PROBLEM DETAILS
Look through the records below for the line holding "PR #213, opened 2018-09-03". Write it out exactly, with each following line through the line holding "eyalbe4: I suggest".

DATA TO PROCESS

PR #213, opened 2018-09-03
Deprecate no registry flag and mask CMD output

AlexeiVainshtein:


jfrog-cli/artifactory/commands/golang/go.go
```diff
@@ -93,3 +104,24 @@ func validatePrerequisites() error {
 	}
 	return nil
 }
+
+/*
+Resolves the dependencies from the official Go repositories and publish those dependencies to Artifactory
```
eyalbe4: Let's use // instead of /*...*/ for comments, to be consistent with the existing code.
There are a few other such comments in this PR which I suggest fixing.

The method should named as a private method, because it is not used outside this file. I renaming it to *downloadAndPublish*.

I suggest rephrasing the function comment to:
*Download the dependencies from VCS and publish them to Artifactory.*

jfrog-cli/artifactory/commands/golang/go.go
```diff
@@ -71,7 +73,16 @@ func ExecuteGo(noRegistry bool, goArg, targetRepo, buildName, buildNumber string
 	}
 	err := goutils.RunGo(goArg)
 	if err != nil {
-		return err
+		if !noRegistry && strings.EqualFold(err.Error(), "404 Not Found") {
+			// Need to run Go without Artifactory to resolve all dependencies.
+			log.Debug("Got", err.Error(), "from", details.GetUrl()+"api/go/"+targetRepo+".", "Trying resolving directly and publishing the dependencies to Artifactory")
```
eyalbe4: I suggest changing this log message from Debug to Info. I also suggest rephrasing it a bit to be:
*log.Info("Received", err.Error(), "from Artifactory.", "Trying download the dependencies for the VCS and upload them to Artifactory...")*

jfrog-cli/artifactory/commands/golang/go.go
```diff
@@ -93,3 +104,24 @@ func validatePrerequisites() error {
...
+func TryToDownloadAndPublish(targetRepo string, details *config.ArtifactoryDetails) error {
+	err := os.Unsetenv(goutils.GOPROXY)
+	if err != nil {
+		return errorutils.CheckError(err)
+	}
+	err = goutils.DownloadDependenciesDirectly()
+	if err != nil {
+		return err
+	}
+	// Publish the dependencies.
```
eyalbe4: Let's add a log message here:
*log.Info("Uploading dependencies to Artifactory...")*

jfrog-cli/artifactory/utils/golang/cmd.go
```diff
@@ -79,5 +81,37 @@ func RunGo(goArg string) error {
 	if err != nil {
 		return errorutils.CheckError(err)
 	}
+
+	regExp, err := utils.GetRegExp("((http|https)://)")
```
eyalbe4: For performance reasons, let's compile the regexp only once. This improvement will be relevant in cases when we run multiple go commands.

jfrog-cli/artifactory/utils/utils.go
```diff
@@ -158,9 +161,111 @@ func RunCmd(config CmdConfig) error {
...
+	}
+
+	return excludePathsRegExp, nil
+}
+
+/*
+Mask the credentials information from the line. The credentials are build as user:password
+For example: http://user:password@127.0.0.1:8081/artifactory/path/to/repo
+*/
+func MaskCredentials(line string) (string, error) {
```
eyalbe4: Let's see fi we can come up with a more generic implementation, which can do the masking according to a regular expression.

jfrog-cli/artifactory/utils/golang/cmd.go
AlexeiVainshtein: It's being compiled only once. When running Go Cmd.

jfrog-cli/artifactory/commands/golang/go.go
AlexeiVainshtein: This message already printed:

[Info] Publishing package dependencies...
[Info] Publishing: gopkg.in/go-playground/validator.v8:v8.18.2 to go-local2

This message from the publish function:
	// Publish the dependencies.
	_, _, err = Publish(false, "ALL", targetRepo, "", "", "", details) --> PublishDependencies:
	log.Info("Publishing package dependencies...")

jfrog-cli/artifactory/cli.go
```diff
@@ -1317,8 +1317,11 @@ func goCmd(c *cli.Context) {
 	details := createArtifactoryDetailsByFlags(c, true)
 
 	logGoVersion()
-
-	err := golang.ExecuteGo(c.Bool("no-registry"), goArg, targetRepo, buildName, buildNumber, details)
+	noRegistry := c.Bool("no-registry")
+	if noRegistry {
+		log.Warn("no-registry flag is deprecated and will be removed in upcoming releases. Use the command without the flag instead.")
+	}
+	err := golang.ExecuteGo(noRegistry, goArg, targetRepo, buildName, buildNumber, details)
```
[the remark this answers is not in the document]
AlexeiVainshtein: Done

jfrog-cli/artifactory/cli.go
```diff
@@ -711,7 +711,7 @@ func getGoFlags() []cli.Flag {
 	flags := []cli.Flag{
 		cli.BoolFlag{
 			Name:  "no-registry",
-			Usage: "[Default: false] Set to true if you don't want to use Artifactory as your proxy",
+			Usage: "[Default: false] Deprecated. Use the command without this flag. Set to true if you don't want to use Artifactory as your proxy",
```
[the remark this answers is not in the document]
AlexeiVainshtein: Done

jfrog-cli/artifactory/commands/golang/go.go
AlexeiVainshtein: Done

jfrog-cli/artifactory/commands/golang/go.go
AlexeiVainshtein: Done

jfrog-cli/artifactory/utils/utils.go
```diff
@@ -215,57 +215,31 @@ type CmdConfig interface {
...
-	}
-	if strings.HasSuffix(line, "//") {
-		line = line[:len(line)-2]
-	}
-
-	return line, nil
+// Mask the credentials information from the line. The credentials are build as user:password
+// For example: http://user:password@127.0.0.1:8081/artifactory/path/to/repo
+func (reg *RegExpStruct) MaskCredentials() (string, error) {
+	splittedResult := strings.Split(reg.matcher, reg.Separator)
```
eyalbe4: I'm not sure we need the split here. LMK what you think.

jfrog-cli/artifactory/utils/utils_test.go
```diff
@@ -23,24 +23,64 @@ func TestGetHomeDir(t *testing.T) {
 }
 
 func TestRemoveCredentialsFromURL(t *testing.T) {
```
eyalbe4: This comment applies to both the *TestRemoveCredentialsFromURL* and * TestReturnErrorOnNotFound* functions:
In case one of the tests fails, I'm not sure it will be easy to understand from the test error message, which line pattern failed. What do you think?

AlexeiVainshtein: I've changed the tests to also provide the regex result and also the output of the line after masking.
--
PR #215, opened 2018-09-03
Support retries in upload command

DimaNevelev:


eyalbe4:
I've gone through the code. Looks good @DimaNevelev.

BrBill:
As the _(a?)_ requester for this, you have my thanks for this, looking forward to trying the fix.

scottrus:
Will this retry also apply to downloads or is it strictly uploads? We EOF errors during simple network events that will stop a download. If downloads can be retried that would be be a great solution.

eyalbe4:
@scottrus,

SOLUTION TO THIS PROBLEM
PR #213, opened 2018-09-03
Deprecate no registry flag and mask CMD output

AlexeiVainshtein:


jfrog-cli/artifactory/commands/golang/go.go
```diff
@@ -93,3 +104,24 @@ func validatePrerequisites() error {
 	}
 	return nil
 }
+
+/*
+Resolves the dependencies from the official Go repositories and publish those dependencies to Artifactory
```
eyalbe4: Let's use // instead of /*...*/ for comments, to be consistent with the existing code.
There are a few other such comments in this PR which I suggest fixing.

The method should named as a private method, because it is not used outside this file. I renaming it to *downloadAndPublish*.

I suggest rephrasing the function comment to:
*Download the dependencies from VCS and publish them to Artifactory.*

jfrog-cli/artifactory/commands/golang/go.go
```diff
@@ -71,7 +73,16 @@ func ExecuteGo(noRegistry bool, goArg, targetRepo, buildName, buildNumber string
 	}
 	err := goutils.RunGo(goArg)
 	if err != nil {
-		return err
+		if !noRegistry && strings.EqualFold(err.Error(), "404 Not Found") {
+			// Need to run Go without Artifactory to resolve all dependencies.
+			log.Debug("Got", err.Error(), "from", details.GetUrl()+"api/go/"+targetRepo+".", "Trying resolving directly and publishing the dependencies to Artifactory")
```
eyalbe4: I suggest changing this log message from Debug to Info. I also suggest rephrasing it a bit to be:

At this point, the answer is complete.